● **Exercise**
What lines in the material hold the string "jackmallers"? Return every one of them.
[Start of section]
PR #829, opened 2018-10-01
fix(channels): handle suggested nodes load failure

### LINKED ISSUE #392: Zap should handle failures to load the suggested nodes list gracefully
When the app starts up, it tries to connect to http://zap.jackmallers.com/suggested-peers. Currently, this URL is returning a 404. This is causing errors in the console:

```
GET http://zap.jackmallers.com/suggested-peers 404 (Not Found)

warning.js:33 Warning: Failed prop type: The prop `suggestedNodes` is marked as required in `SuggestedNodes`, but its value is `undefined`.
```

This seems to prevent the app from getting past the onboarding phase on startup with the user being stuck on the final 'loading' screen.

What is http://zap.jackmallers.com/suggested-peers supposed to provide?

Is it necessary?

mrfelton:
## Description:

If we are unable to load the suggest nodes list, display a message prompting the user to open channels.

## Motivation and Context:

Previously we would show an infinite spinner.

Fix #392

## How Has This Been Tested?

Manually - edit the suggested nodes URL here https://github.com/LN-Zap/zap-desktop/blob/master/app/lib/utils/api.js#L32 and start zap in order to simulate fetching a broken url.

**Normal:**
screenshot 2018-10-01 21 43 30

**With error - before:**
screenshot 2018-10-01 21 45 17

**With error - after:*
screenshot 2018-10-01 21 44 00

## Types of changes:

Bug fix

## Checklist:

### DIFF
--- a/app/components/Contacts/SuggestedNodes/SuggestedNodes.js
+++ b/app/components/Contacts/SuggestedNodes/SuggestedNodes.js
@@ -31,24 +31,31 @@ const SuggestedNodes = ({
   return (
     <div className={styles.container}>
       <header>
-        <FormattedMessage {...messages.empty_description} />
+        {suggestedNodes.length > 0 ? (
+          <div>
+            <FormattedMessage {...messages.empty_description} />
[End of section]
● **Answer to this problem**
When the app starts up, it tries to connect to http://zap.jackmallers.com/suggested-peers. Currently, this URL is returning a 404. This is causing errors in the console:
GET http://zap.jackmallers.com/suggested-peers 404 (Not Found)
What is http://zap.jackmallers.com/suggested-peers supposed to provide?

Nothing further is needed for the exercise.